We have to live with existential uncertainty—in this matter, among many others. We have always faced infinite risk, and personal extinction, as individuals. Now the same is true of humanity as a whole.

  1. 1.There are various in-principle arguments that even “human-level” AI is impossible. Most amount to “people are magic and not at all like steam engines.” Each argument is fallacious and has been thoroughly refuted, so I won’t review them here. No current evidence rules out the possibility of entities inconceivably more intelligent than we are—although what that would even mean is anyone’s guess. It wouldn’t mean IQ 14,000, because that is physically impossible, but due only to a quirk in the technical definition of IQ: it is an ordinal property, not a quantity. Supersymmetry is completely hypothetical; I’m using it just as a stand-in for “unknown fundamental physics.” You could substitute “string theory” or whatever. Self-reproducing zeptobots are not implied by supersymmetry, but as far as I know they’re not ruled out, since its details and implications are undetermined. “Zepto-” is 10-21, so zeptobots are robots a million times smaller than a proton, whose diameter is about 10-15 meters. It’s faintly plausible that if they could exist, they could get inside atomic nuclei to transmute elements.

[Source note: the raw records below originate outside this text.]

PR #12034, opened 2021-02-04
Fixes somes context help issues in advanced settings panel.

CyrilleB79:
### Link to issue number:
None

### Summary of the issue:

In #12025 (superseding #11079) and in #11639, new options were added to the advanced settings panel and a dedicated paragraph was added to the user doc corresponding to each of them.
However, context help does not work for these options. I.e. when the focus is on one of this option, pressing F1 reports "No help available here".
This is due to 2 issues:
* No help event was bound to these controls. Thus F1 does not opens the doc on the dedicated paragraph
* No helpId was assigned to AdvancedPanelControls subpanel. Thus the default behaviour when the controls do not have associated help events (i.e. opening the doc on the advanced settings paragraph) was not executed either.

1. Bound both controls to the corresponding help events
2. Added helpId to AdvancedPanelControls subpanel.
3. Rename the tag "ChromiumUIA" to "AdvancedSettingsChromiumUIA" to conform to the majority of other help tags formatting, I.e. combining panel name and option name. This is still possible because this option has not been released yet. On the contrary it is not recommended to change tag names once the doc was included in a stable release of NVDA.

### Testing performed:

* Tested point 2 during implementation when point 1 and 3 were not yet implemented to check that pressing F1 on these 2 options jumps to the main "Advanced settings" paragraph.
* Once the three points were implemented, tested that F1 opens the user guide at the appropriate paragraph.

None

### Change log entry:

None: this PR only fixes issues that have not yet been released.

### DIFF
--- a/source/gui/settingsDialogs.py
+++ b/source/gui/settingsDialogs.py
@@ -2584,7 +2584,7 @@ class AdvancedPanelControls(
 			pgettext("advanced.uiaWithChromium", "No"),
 		)
 		self.UIAInChromiumCombo = UIAGroup.addLabeledControl(label, wx.Choice, choices=chromiumChoices)
-		self.bindHelpEvent("AdvancedSettingsChromiumUIA", self.UIAInChromiumCombo)
+		self.bindHelpEvent("ChromiumUIA", self.UIAInChromiumCombo)
 		self.UIAInChromiumCombo.SetSelection(config.conf["UIA"]["allowInChromium"])
 		self.UIAInChromiumCombo.defaultValue = self._getDefaultValue(["UIA", "allowInChromium"])
 
@@ -2632,7 +2632,7 @@ class AdvancedPanelControls(
 			"difflib"
 		)
 		self.diffAlgoCombo = terminalsGroup.addLabeledControl(diffAlgoComboText, wx.Choice, choices=diffAlgoChoices)
-		self.bindHelpEvent("AdvancedSettingsDiffAlgo", self.diffAlgoCombo)
+		self.bindHelpEvent("DiffAlgo", self.diffAlgoCombo)
 		curChoice = self.diffAlgoVals.index(
 			config.conf['terminals']['diffAlgo']
 		)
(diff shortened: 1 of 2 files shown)


CyrilleB79:
Cc @feerrenrut, @leonardder and @codeofdusk as authors of initial PR's and/or potential reviewers of future PRs.

In the future, please do not forget context help when new controls are added in the GUI.

feerrenrut:
Thanks @CyrilleB79, I have created a code review checklist to remind us of this and other similar forgotten tasks: https://github.com/nvaccess/nvda/pull/12037

feerrenrut:
>Rename the tag "ChromiumUIA" to "AdvancedSettingsChromiumUIA" to conform to the majority of other help tags formatting, I.e. combining panel name and option name. This is still possible because this option has not been released yet. On the contrary it is not recommended to change tag names once the doc was included in a stable release of NVDA.

Hmm, while it's a loss of consistency I think it is better not to include the category in the tag. Since we can't / don't want to change the name of these tags, then moving settings to new sections will result in a very confusing tag. It would be more sensible if the tag does not include the section name.  The main reason I can see for wanting to include the section name is to ensure that the tag it is unique. Instead of a tag naming scheme, I'd propose an automated test. There isn't much we can do about the ones already in place, however I would like to also note that some of the "advanced settings" are quite likely to eventually graduate to another settings panel.

feerrenrut:
Otherwise the changes look good.

CyrilleB79:
> Hmm, while it's a loss of consistency I think it is better not to include the category in the tag. Since we can't / don't want to change the name of these tags, then moving settings to new sections will result in a very confusing tag. It would be more sensible if the tag does not include the section name. The main reason I can see for wanting to include the section name is to ensure that the tag it is unique. Instead of a tag naming scheme, I'd propose an automated test. There isn't much we can do about the ones already in place, however I would like to also note that some of the "advanced settings" are quite likely to eventually graduate to another settings panel.

Yes, this makes sense. I have removed the category name from the tags of these 2 options that have not yet been included in any release.
Also re-tested the help link (F1) on the updated branch.

feerrenrut (approved):
Thanks @CyrilleB79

  2. 2.FLOPS is an acronym for “floating point operations per second,” which is a measure of computer power. Yotta- means a septillion, 1024, so yottaflops are a whole lotta flops. I just made the number up; I don’t know how many flops there are in total currently. There will be vastly more in a few years, so it doesn’t matter.
  3. 3.For several plausible scenarios that depend on no future technology besides AI, see José Luis Ricón’s “Set Sail For Fail? On AI risk,” Nintil, 2022-12-12.